Entretien
entre deux figures emblématiques de la littérature « Beat »
états-unienne. Jim HARRISON pose les questions ou donne le tempo tandis que
Gary SNYDER répond, développe et anecdotise. SNYDER témoigne de son expérience
de vie. Attiré très tôt par la culture zen et le bouddhisme, il a vécu une
dizaine d’années au Japon, d’où il en a retiré une culture de vie très
personnelle et spirituelle.
Mais
dans cet ouvrage c’est surtout de nature dont il sera question. Les deux
auteurs sont proches d’elle, lui ont dédiés de nombreuses pages, de nombreux
chapitres. Leur philosophie naturaliste peut se voir comme complémentaire,
c’est en tout cas la sensation dans ces échanges d’une grande beauté. « Je marchais un jour dans les montagnes de la
Sierra Nevada, parmi les talus d’éboulis, en regardant mes pieds. Et j’ai alors
remarqué que chaque caillou était différent. Il n’y avait pas deux pierres
identiques. Il n’y a donc peut-être pas d’identité dans l’univers, pas deux
choses exactement semblables ». C’est SNYDER qui parle.
Cet
entretien peut être lu comme une biographie rapide de Gary SNYDER, il donne
quelques détails sur certaines expériences de sa vie, certaines conclusions que
le poète a pu en tirer. Quant à HARRISON, il est l’intervieweur donc il prend
peu la parole, souvent pour acquiescer aux dires de son interlocuteur, ou pour
bien sûr, sortir une plaisanterie dont il a le secret. Les deux poètes sont de
la même génération (SNYDER, né en 1930, HARRISON en 1937) et les souvenirs de
l’un peuvent raviver une flamme chez l’autre. SNYDER tient en revanche le
gouvernail dès qu’il s’immisce dans la culture orientale et asiatique.
Les
animaux : SNYDER les respecte, peut-être même les révère-t-il. « Nous sommes encore dans une phase où l’on
apprend à connaître les animaux, à interagir avec eux. Les inclure dans notre
dialogue est déjà une grande nouveauté ». Le progrès : « L’Amérique est maintenant à soixante-quinze
pour cent urbaine. Quand je suis né, c’était l’inverse : elle était à
soixante-quinze pour cent rurale. Pour un gars de la campagne comme moi, le
problème est que le niveau d’attention dont j’ai besoin en ville m’épuise très
vite ». Cependant, ne vous attendez pas à obtenir de criantes
révélations sur la vie de Jim HARRISON puisque le bouquin est tout de même
consacré avant tout à SNYDER.
À
l’issue de cet entretien sont proposés 18 poèmes de SNYDER en version bilingue
avant une longue postface d’Antoine WYSS. Au début et à la fin de l’ouvrage,
des photographies de la collection personnelle de Gary SNYDER mais pas que.

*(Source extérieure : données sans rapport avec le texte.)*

PR #2713, opened 2024-03-14
feat: add the function to allow tenant admins delete core user idp

solittlework:


apps/tenant-management-webapp/src/app/store/tenant/api.ts
```diff
@@ -44,4 +48,24 @@ export class TenantApi {
     const { data } = await this.http.get<TenantsResponse>(url, { params: { adminEmail } });
     return data.results[0];
   }
+
+  async fetchUserIdByEmail(email: string): Promise<string> {
```
thdlam, line 52: Can you write a test the api call for a successful call and not unsuccessful call (400/500)?

thdlam (changes requested):
please add some unit tests for api calls

thdlam (approved):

Même si leur impression ne ressort pas forcément par manque de qualité, elles
sont là pour témoigner elles aussi.
Enfin,
ce joli livre est accompagné… d’un DVD, « La pratique sauvage » !
Il est en quelque sorte la version filmée de ce face à face de deux géants
(mais pas tout à fait non plus, je vous laisse la surprise), mais aussi des
lectures des poèmes de Gary SNYDER par lui-même, ainsi que des prises de
paysages somptueux. De nombreuses interviews viennent étoffer le DVD. Le tout
est sorti en 2011 dans la collection Tête nue de Wildproject éditions.